Shane (Marin County, CA)
What I take away from this is than an abundance of charity can naturally overwhelm a community already in shock from such a horrific event. Not that anyone was greedy or self-interested. It's wonderful so many people all over the country and the world cared so much so as to shower Sandy Hook with such an intense level of generosity. Better that response than one where no one cares at all.
Greg (Michigan)
“Keep the money and bring my little boy back”. The money should be coming from insurance policies that gun owners should have had to purchase. What if the NRA had offered money? Not impressed by the majority of our citizens who are ignorant and violent !
Torriliz (SC)
@Greg Yes! You need insurance to drive a car bc it can cause damage or be damaged. Car insurance has an uninsured driver provision and so should guns. Unlicensed persons can wreak havoc just as properly licensed and insured persons.
EH (New York)
The money should go directly to the families of the dead. Not elsewhere.
Lez923 (Brooklyn, NY)
@EH I think some money should also be held back for mental health therapy for everyone & anyone affected by this horror. Some of the money that was STOLEN by these ‘charities’ should have paid for full time therapists at that community center, free for anyone who needs it. The children who survived when their friends didn’t, must need therapy even though thankfully, they didn’t die. The aunts, uncles, cousins of these children were affected. The police, first responders, etc. who witnessed these horrific sites must also be affected to. These people all have been deeply hurt & afflicted too.
G (New York, NY)
@EH I see. The families become multimillionaires? That's not what I consider a proper response.
Lisa (CT)
What about the hundreds of children in that school that day?
Kathy (Chapel Hill)
Such grief for all those families who lost children and other family members. I, for one, cannot truly imagine it, with 5 children of my own. (I would certainly lay much of the blame on the NRA, but that is a different matter!) Still, I probably would come down on the side of having the donations going to community-wide sites and institutions, because that direction makes us all, across the USA, able to acknowledge the losses of those Sandy Hook victims and try to share in the rebuilding!

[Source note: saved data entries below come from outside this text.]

PR #4419, opened 2026-08-27
fix: add showconfig --all

### LINKED ISSUE #4098: cvmfs_config showconfig currently doesn't show variant symlink configuration
In the `software.eessi.io` repository, there is a variant symlink `EESSI_HOST_INJECTIONS`. I'd like to query `cvmfs_config showconfig` to figure out where it points to (e.g. to figure out if the client overrides the default). However, variant symlinks are currently not shown by `cvmfs_config showconfig`. E.g.:

```
$ cat /etc/cvmfs/default.local | grep EESSI_HOST_INJECTIONS
EESSI_HOST_INJECTIONS=/gpfs/admin/hpc/sw/EESSI/
$ ls -al /cvmfs/software.eessi.io/host_injections
lrwxrwxrwx 1 cvmfs cvmfs 25 Oct  3  2023 /cvmfs/software.eessi.io/host_injections -> /gpfs/admin/hpc/sw/EESSI/
$ cvmfs_config showconfig software.eessi.io | grep -i EESSI_HOST_INJECTIONS
$
```

Talking with @vvolkl on Slack, it turns out that anything not starting with `CVMFS_` is filtered out by `showconfig`. It'd be really helpful for me to be able to check variant symlink configuration. @vvolkl commented that changing the current behavior might break things for people that rely on existing behavior, but having it behind an extra flag should probably be feasible. That seems totally reasonable to me, and would work without any issue for my use case.

jeetrex17:
`cvmfs_config showconfig` currently hides configured variables that do not start with `CVMFS_`, including variables used by variant symlinks such as `EESSI_HOST_INJECTIONS`.

Add `-a` / `--all` to include all parameters returned by the configuration parser. This is opt-in, so the existing output remains unchanged. The flag also works with `-s`, `-j`, mountpoint paths, and the no-repository form.

Extended `046-defaultd` to cover the new flag and unchanged default behavior.

Fixes #4098

### DIFF
--- a/cvmfs/cvmfs_config
+++ b/cvmfs/cvmfs_config
@@ -994,35 +994,39 @@ json_string() {
   printf '"%s"' "$s"
 }
 
+cvmfs_showconfig_all_requested() {
+  local option
+  for option in "$@"; do
+    case "$option" in
+      -a|--all)
+        return 0
+      ;;
+    esac
+  done
+  return 1
+}
+
 cvmfs_showconfig() {
   local fqrn
   local org
   local short_output=0
   local json_output=0
-  local all_output=0
-  local short_opt=
-  local all_opt=
-  # Loop over the output flags and the repository name. Flag order does not
-  # matter.
-  while [ $# -gt 0 ]; do
-    case "$1" in
+  local option
+  # Keep the arguments intact so -a/--all can be checked after configuration
+  # variables have been evaluated in this dynamic scope.
+  for option in "$@"; do
+    case "$option" in
       -s)
         short_output=1
-        short_opt="-s "
-        shift 1
       ;;
       -a|--all)
-        all_output=1
-        all_opt="-a "
-        shift 1
+        continue
       ;;
       -j|--json)
         json_output=1
-        shift 1
       ;;
       *)
-        org=$1
-        shift 1
+        org=$option
       ;;
     esac
   done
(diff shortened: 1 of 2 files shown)


vvolkl (changes requested):
From an AI review:

> The new `-a/--all` flag introduces locals `all_output`/`all_opt` in `cvmfs_showconfig` (cvmfs/cvmfs_config:999-1002). Because bash `local` is dynamically scoped, the second call to `cvmfs_readconfig "$fqrn"` (line 1066) runs `eval "$CVMFS_PARMS"` inside `cvmfs_showconfig`'s own stack frame — and config files parsed via `BashOptionsManager::ParsePath` (cvmfs/options.cc) can legitimately contain arbitrary non-`CVMFS_`-prefixed assignments. If any sourced config file (default.conf, domain.d/*, config.d/*, or .local overrides) happens to define a variable literally named `all_output`, it silently overwrites the flag right before the `if [ $all_output -eq 0 ]` check at line 1075 — so `-a` can silently stop working (or get silently forced on), with no error.

jeetrex17:
Yep, that review is correct, I reproduced the collision with both `all_output=0` and `all_opt=`. Fixed in d3197abb4 by keeping the original arguments intact and checking `-a` / `--all` directly. I also added regression coverage for the direct and recursive forms.

vvolkl (approved):
Thank you very much, looks good to me now!

PR #4424, opened 2026-08-31
Add missing cap library to stubs

barskern:
Symbols from libcap are used in capabilities.{h,cc}, but the library is not explicitly linked. This was giving me undefined symbols errors for e.g. `cap_get_proc` when trying to load the stubs.

```
Aug 31 12:13:21 host1 cvmfs2[44625]: Error: failed to load cvmfs library, tried: './libcvmfs_fuse3_stub.so' '/usr/lib/libcvmfs_fuse3_stub.so' '/usr/lib64/libcvmfs_fuse3_stub.so' './libcvmfs_fuse_stub.so' '/usr/lib/libcvmfs_fuse_stub.so' '/usr/lib64/libcvmfs_fuse_stub.so'
                                     ./libcvmfs_fuse3_stub.so: cannot open shared object file: No such file or directory
                                     /usr/lib/libcvmfs_fuse3_stub.so: undefined symbol: cap_get_proc
                                     /usr/lib64/libcvmfs_fuse3_stub.so: undefined symbol: cap_get_proc
                                     ./libcvmfs_fuse_stub.so: cannot open shared object file: No such file or directory
                                     /usr/lib/libcvmfs_fuse_stub.so: cannot open shared object file: No such file or directory
                                     /usr/lib64/libcvmfs_fuse_stub.so: cannot open shared object file: No such file or directory
```

For more context, this problem arised when I was adapting the provided AUR PKGBUILD to 2.14.1 and my system, trying to build CVMFS following the ArchLinux package conventions:

<details>

<summary>PKGBUILD adapted from https://aur.archlinux.org/packages/cvmfs</summary>

```
# Maintainer: Frank Siegert < frank dot siegert at googlemail dot com >
# Contributor: Sebastien Binet binet-at-cern-ch
# Maintainer: Wainer Vandelli <wainer dot vandelli at gmail dot com>
# Contributor: Konstantin Gizdov < arch at kge dot pw >
# Contributor: Lin Further
# Contributor: vavolkl
# Contributor: barskern
pkgname=cvmfs
pkgver=2.14.1
pkgrel=1
pkgdesc="A client-server file system implemented in FUSE and developed to deliver software distributions onto virtual machines in a fast, scalable, and reliable way."
arch=('x86_64')
url="http://cernvm.cern.ch/portal/filesystem"
license=('BSD-3-Clause')
depends=('bash' 'fuse3' 'curl' 'c-ares' 'pacparser' 'sqlite' 'leveldb' 'libressl' 'libcap' 'protobuf')
makedepends=('cmake' 'make' 'gtest' 'sparsehash' 'help2man')
backup=('etc/cvmfs/default.local')
install=cvmfs.install
options=('!emptydirs')
source=(
    "https://github.com/cvmfs/cvmfs/archive/refs/tags/$pkgname-$pkgver.tar.gz"
    "fix-missing-cap-libraries.patch"
)
md5sums=('f2fe8673a4b05e2e931a780fa9254525'
         '5463c4779c744a1f322e3f0e2fdf8fa4')

# cvmfs tags are called cvmfs-Z.XX.Y
_srcdir="$pkgname-$pkgname-$pkgver"

prepare() {
    patch -d $_srcdir -Np1 -i ../fix-missing-cap-libraries.patch
}

build() {
    # Full relo recommended by namcap and set rpath for libressl, as it is not
    # used on arch elsewhere, but is required by cvmfs. Cleaner to use the
    # libressl package from the arch repos than building libressl as a part of
    # cvmfs, especially if there are other packages that rely on libressl.
    export LDFLAGS="$LDFLAGS -Wl,-z,relro,-z,now -Wl,-rpath,/usr/lib/libressl"

    # Hide numerous warnings from the cvmfs logging headers
    export CXXFLAGS="$CXXFLAGS -Wno-deprecated-enum-enum-conversion"

    local cmake_options=(
        -B build
        -S ${_srcdir}
        -W no-author
        -D CMAKE_BUILD_TYPE=None
        -D CMAKE_INSTALL_PREFIX=/usr
        -D BUILD_CVMFS=ON
        -D BUILD_SERVER=OFF
        -D BUILD_RECEIVER=OFF
        -D BUILD_LIBCVMFS_CACHE=OFF
        -D BUILD_LIBCVMFS=OFF
        # If we need fetch content, add urls to source above
        -D FETCHCONTENT_FULLY_DISCONNECTED=ON
        -D BUILTIN_EXTERNALS_LIST="sha3"
        -D Libcrypto_LIBRARIES=/usr/lib/libressl/libcrypto.so
        -D Libcrypto_INCLUDE_DIRS=/usr/include/libressl
    )
    cmake "${cmake_options[@]}"
    cmake --build build
}

package() {
    DESTDIR="$pkgdir" cmake --install build

    install -Dm644 "${_srcdir}/COPYING" "${pkgdir}/usr/share/licenses/cvmfs/COPYING"

    echo "CVMFS_REPOSITORIES=atlas.cern.ch,atlas-online-nightlies.cern.ch,sft.cern.ch" > $pkgdir/etc/cvmfs/default.local
    echo "CVMFS_HTTP_PROXY=DIRECT" >> $pkgdir/etc/cvmfs/default.local
}
```
</details>


vvolkl:
Hi Ole, thanks for reporting this and contributing to cvmfs!

I'm happy to merge this patch, but strictly speaking I don't think it should be necessary. My reasoning is that the stub is `dlopen`'ed by cvmfs2, which means that when resolving symbols in the stub it should inherit the scope of cvmfs2, which does link libcap. Could it be that your installation accidentally mixed versions, for example had a cvmfs2 from 2.13.3 and a stub library from 2.14.1? That's the only explanation I can think of, because I also couldn't reproduce this issue with the provided PKGBUILD in a fresh arch container.

In any case, I don't see any downside to explicitly linking libcap in the stub, that's certainly correct, so will merge regardless.

barskern:
> Hi Ole, thanks for reporting this and contributing to cvmfs!
> 
> I'm happy to merge this patch, but strictly speaking I don't think it should be necessary. My reasoning is that the stub is `dlopen`'ed by cvmfs2, which means that when resolving symbols in the stub it should inherit the scope of cvmfs2, which does link libcap. Could it be that your installation accidentally mixed versions, for example had a cvmfs2 from 2.13.3 and a stub library from 2.14.1? That's the only explanation I can think of, because I also couldn't reproduce this issue with the provided PKGBUILD in a fresh arch container.
> 
> In any case, I don't see any downside to explicitly linking libcap in the stub, that's certainly correct, so will merge regardless.

Hi @vvolkl , thank you for the quick reply and handling!

Ah, very interesting. This then might be an issue with my system setup. It would be very curious if it got mixed up as I am compiling and installing them together, I should not have the stubs available anywhere else. Anyhow, I will try to reproduce it in a container aswell to isolate away my specific system!

vvolkl (approved):

barskern:
I think I found the cause, I've been using `-fuse-ld=mold` (aka. the [mold](https://github.com/rui314/mold) linker) lately, and when I swap away from that, it starts working again. Hence it seems to be that it does something differently in this case. I don't really have the excess time to delve much deeper into this at the moment, but I suppose it's worth noting and mentioning here anyhow. My current variant of the PKGBUILD is [here](https://gitlab.com/barskern/pkgs/-/blob/master/cvmfs/PKGBUILD) for posterity and reference.

vvolkl:
> I think I found the cause, I've been using `-fuse-ld=mold` (aka. the [mold](https://github.com/rui314/mold) linker) lately, and when I swap away from that, it starts working again. Hence it seems to be that it does something differently in this case. I don't really have the excess time to delve much deeper into this at the moment, but I suppose it's worth noting and mentioning here anyhow. My current variant of the PKGBUILD is [here](https://gitlab.com/barskern/pkgs/-/blob/master/cvmfs/PKGBUILD) for posterity and reference.

Interesting, thanks for sharing!

barskern:
I was too curious so did a low-effort LLM search and it seems to have hit gold. I verified its claims by doing readelf on `cvmfs2` after a build with gnu ld and mold, for the latter the `NEEDED` dependency for `libcap` is gone.

The TLDR is; This is not a `dlopen()` bug in mold. The loaded CVMFS stub uses `cap_get_proc` from `libcap` but did not link against `libcap` directly. With LTO and `--as-needed`, mold correctly removed libcap from `cvmfs2` because the executable had no live references to it, leaving no provider when the stub was loaded. GNU `ld.bfd` happened to retain the accidental dependency. Linking the stub directly with `${CAP_LIBRARIES}`, as PR 4424 does, is the correct fix.

[Full LLM explanation](https://www.perplexity.ai/search/f4a386b5-0b09-48be-8cf4-c2aee55474b2)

Ernest Montague (Oakland, CA)
@Kathy The NRA didn't shoot anyone. A deranged local kid did. Blame the perpetrator if you want to blame someone.
Alan Einstoss (Pittsburgh PA)
@Kathy Nobody wants to talk about this woman who bought several high powered weapons and ammunition and put this all into the hands of her child ,knowing the full extent of his mental incapacity. What sense or which motive provided this woman with such an initiative,knowing fully well of what the consequences would resolve to. We can only speculate but truthfully must consider the guns did not walk by themselves or fire themselves without intention,how easy it is to blame.
Winky (P-town)
Blame disingenuous & duplicitous commentary such as this for making the modern NRA possible. Supporting a self-enriching sham organization over community at large is simply un-American; no matter how many flags waved to obscure this fact.